The organs of higher plants are characterized by oriented growth ( , which is a reaction to the unilateral action of external factors (light, gravity, humidity). The growth of axial organs towards light is defined as positive (shoots) and negative (main root) phototropism. Oriented growth of axial organs of a plant, caused by the unilateral action of gravity, is defined as geotropism.Positive geotropism of the root causes its directed growth towards the center, negative geotropism of the stem - from the center.

The shoot and root are present in rudimentary form in the embryo located in the mature seed. The embryonic shoot consists of an axis (embryo stalk) and cotyledon leaves, or cotyledons. The number of cotyledons in the embryo of seed plants ranges from 1 to 10-12.

At the end of the embryo axis there is a shoot growth point. It is formed by a meristem and often has a convex surface. This is the cone of growth, or apex. At the top of the shoot (apex) the rudiments of leaves are laid in the form of tubercles or ridges following the cotyledons. Typically, the leaf primordia grow faster than the stem, with the young leaves covering each other and the growth point, forming a bud of the embryo.

The part of the axis where the bases of the cotyledons are located is called the cotyledon node; the remaining portion of the embryonic axis, below the cotyledons, is called the hypocotyl, or subcotyledon. Its lower end passes into the embryonic root, which is so far represented only by a growth cone.

As the seed germinates, all organs of the embryo gradually begin to grow. The embryonic root emerges from the seed first. It strengthens the young plant in the soil and begins to absorb water and dissolved minerals, giving rise to the main root. The area at the border between the main root and the stem is called the root collar. In most plants, the main root begins to branch, and lateral roots of the second, third and higher orders appear, which leads to the formation of a root system. Adventitious roots can form quite early on the hypocotyl, in old sections of the root, on the stem, and sometimes on the leaves.

Almost simultaneously, a first-order shoot, or main shoot, develops from the embryonic bud (apex), which also branches, forming new shoots of the second, third and higher orders, which leads to the formation of the main shoot system.

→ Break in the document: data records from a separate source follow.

PR #538, opened 2023-03-15
Fix the bug with pipeline persisting in Zombie mode after self-terminating with `terminate: :normal` action

varsill:
Some additional small changes (removing unused variables and aliases from tests) have also been performed since my credo has been failing.

### DIFF
--- a/lib/membrane/core/pipeline/action_handler.ex
+++ b/lib/membrane/core/pipeline/action_handler.ex
@@ -95,8 +95,6 @@ defmodule Membrane.Core.Pipeline.ActionHandler do
 
   @impl CallbackHandler
   def handle_action({:terminate, :normal}, _cb, _params, state) do
-    state = %{state | terminating?: true}
-
     case LifecycleController.handle_terminate(state) do
       {:continue, state} -> state
       {:stop, _state} -> exit(:normal)
--- a/lib/membrane/core/pipeline/action_handler.ex
+++ b/lib/membrane/core/pipeline/action_handler.ex
@@ -95,6 +95,8 @@ defmodule Membrane.Core.Pipeline.ActionHandler do
 
   @impl CallbackHandler
   def handle_action({:terminate, :normal}, _cb, _params, state) do
+    state = %{state | terminating?: true}
+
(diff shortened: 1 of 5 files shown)


test/membrane/core/pipeline_test.exs
```diff
@@ -129,6 +129,16 @@ defmodule Membrane.Core.PipelineTest do
     end)
   end
 
+  test "Pipeline should be able to terminate itself with terminate: :normal action when it has already spawned children" do
+    {:ok, _supervisor, pid} = Testing.Pipeline.start(module: TestPipeline)
```
FelonEkonom, line 133:
```suggestion
    pid = Testing.Pipeline.start_supervised!(module: TestPipeline)
```

lib/membrane/core/pipeline/action_handler.ex
```diff
@@ -95,6 +95,8 @@ defmodule Membrane.Core.Pipeline.ActionHandler do
 
   @impl CallbackHandler
   def handle_action({:terminate, :normal}, _cb, _params, state) do
+    state = %{state | terminating?: true}
```
FelonEkonom, line 98: callbacks above don't change state, so maybe move this line to `LifecycleController.handle_terminate/1`?

varsill: Well, the only usage of `Parent.LifecycleController.handle_terminate/1` is here, so we can safely move it ;)

test/membrane/element_test.exs
```diff
@@ -75,16 +75,16 @@ defmodule Membrane.ElementTest do
...
   end
 
-  test "play", %{pipeline: pipeline} do
+  test "play", %{} do
     TestFilter.assert_callback_called(:handle_playing)
   end
 
   describe "Start of stream" do
-    test "causes handle_start_of_stream/3 to be called", %{pipeline: pipeline} do
+    test "causes handle_start_of_stream/3 to be called", %{} do
```
mat-hek, line 83:
```suggestion
    test "causes handle_start_of_stream/3 to be called" do
```

mat-hek (approved):

PR #539, opened 2023-03-15
Make sure enumerable with all elements being `Membrane.Buffer.t()`, passed as `:output` parameter for `Membrane.Testing.Source` won't get rewrapper in `Membrane.Buffer.t()` struct.

varsill:


FelonEkonom (changes requested):

FelonEkonom:
IMO it would be better, to put element of `output` into a `%Membrane.Buffer{}` if this single element is not a `%Membrane.Buffer{}`, without looking at the rest of the `output`, to avoid scenario, when we have `%Membrane.Buffer{}` inside another `%Membrane.Buffer{}`

lib/membrane/testing/source.ex
```diff
@@ -74,8 +77,9 @@ defmodule Membrane.Testing.Source do
       {initial_state, generator} when is_function(generator) ->
         {[], opts |> Map.merge(%{generator_state: initial_state, output: generator})}
 
-      _enumerable_output ->
-        {[], opts}
+      enumerable_output ->
+        all_buffers_in_output = Enum.all?(enumerable_output, &match?(%Membrane.Buffer{}, &1))
+        {[], opts |> Map.merge(%{all_buffers_in_output?: all_buffers_in_output})}
```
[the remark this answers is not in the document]
varsill: done

lib/membrane/testing/source.ex
```diff
@@ -124,15 +128,21 @@ defmodule Membrane.Testing.Source do
...
-    {payloads, output} = Enum.split(output, size)
-    buffers = Enum.map(payloads, &%Buffer{payload: &1})
+    {to_output_now, rest} = Enum.split(output, size)
+
+    buffers =
+      if state.all_buffers_in_output? do
+        to_output_now
+      else
+        Enum.map(to_output_now, &%Buffer{payload: &1})
+      end
```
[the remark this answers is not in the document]
varsill: I am not sure it looks anyhow nicer:
```
buffers = Bunch.then_if(to_output_now, state.all_buffers_in_output?, fn unwrapped_buffers -> Enum.map(unwrapped_buffers, &%Buffer{payload: &1}) end)
```
`then_if` is helpful when we are having a pipeline and here there is no need for a pipeline. What is more, I would need to use nested anonymous functions, that prevents me from using the `&` syntax

mat-hek:
> IMO it would be better, to put element of output into a %Membrane.Buffer{} if this single element is not a %Membrane.Buffer{}, without looking at the rest of the output, to avoid scenario, when we have %Membrane.Buffer{} inside another %Membrane.Buffer{}

I think I agree it's best just to wrap each term that's not a buffer into a buffer

lib/membrane/testing/source.ex
```diff
@@ -40,14 +40,16 @@ defmodule Membrane.Testing.Source do
...
                 default: {0, &__MODULE__.default_buf_gen/2},
                 description: """
-                If `output` is an enumerable with `t:Membrane.Payload.t/0` then
-                buffer containing those payloads will be sent through the
-                `:output` pad and followed by `t:Membrane.Element.Action.end_of_stream/0`.
+                If `output` is an enumerable with elements being `t:Membrane.Payload.t/0`,
+                then these elements that are not `t:Membrane.Buffer.t/0` structs,
+                will be put into `t:Membrane.Buffer.t/0` struct's `payload` field and such a list of
+                `t:Membrane.Buffer.t/0` buffers will be sent via `:output` pad, followed by
+                `t:Membrane.Element.Action.end_of_stream/0`.
```
mat-hek, line 50: Can you try to write that in a simpler way?

varsill: done

lib/membrane/testing/source.ex
```diff
@@ -40,14 +40,16 @@ defmodule Membrane.Testing.Source do
...
                 default: {0, &__MODULE__.default_buf_gen/2},
                 description: """
-                If `output` is an enumerable with `t:Membrane.Payload.t/0` then
-                buffer containing those payloads will be sent through the
-                `:output` pad and followed by `t:Membrane.Element.Action.end_of_stream/0`.
+                If the `output` is an enumerable of elements that are of type `t:Membrane.Payload.t/0`,
+                then any of those elements that are not already `t:Membrane.Buffer.t/0` structures will
+                be enclosed in a `t:Membrane.Buffer.t/0` structure, and a list of these `t:Membrane.Buffer.t/0`
+                structures will be sent through the `:output` pad, followed by
+                `t:Membrane.Element.Action.end_of_stream/0` action.
```
mat-hek, line 50:
```suggestion
                If `output` is an Enumerable, then each element of it will be sent
                through the `:output` pad, followed by `t:Membrane.Element.Action.end_of_stream/0`.
                Each element of the Enumerable must be either `t:Membrane.Buffer.t/0`
                or `t:Membrane.Payload.t/0`. In the latter case, it will be automatically wrapped into
                `t:Membrane.Buffer.t/0` before sending.
```

mat-hek (approved):

PR #540, opened 2023-03-20
Improve performance test

varsill:
This PR improves the formatting of the metric printouts and solves the problem with final_memory metric


.circleci/config.yml
```diff
@@ -156,7 +156,7 @@ jobs:
       - run: cp -r benchmark/ ~/benchmark_backup/
       - run: cp mix.exs ~/benchmark_backup/
       - run: docker run -e MIX_ENV=benchmark -v ./:/root/app -v ~/results:/root/results -w /root/app membraneframeworklabs/docker_membrane mix run benchmark/run.exs /root/results/results.res
-      - run: git checkout master
+      - run: git checkout -f master
```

As for the higher spore shoots (moss mosses, horsetails, ferns), their body (sporophyte) develops from the zygote. The initial stages of the life of the sporophyte take place in the tissues of the growths (gametophytes). An embryo develops from the zygote, consisting of a rudimentary shoot and a root pole.

So, the body of any higher plant consists of shoot and (except for mossy) root systems, built from repeating structures - shoots and roots.

In all organs of a higher plant, three tissue systems - integumentary, conductive and basal - continue continuously from organ to organ, reflecting the integrity of the plant organism. The first system forms the outer protective cover of plants; the second, including phloem and xylem, is immersed in the system of basic tissues. The fundamental difference in the structure of the root, stem and leaf is determined by the different distribution of these systems.

During primary growth, which begins near the tips of the roots and stems, the primary ones are formed, which make up the primary body of the plant. Primary xylem and primary phloem and associated parenchyma tissues form the central cylinder, or stele, of the stem and root of the primary plant body. There are several types of steles.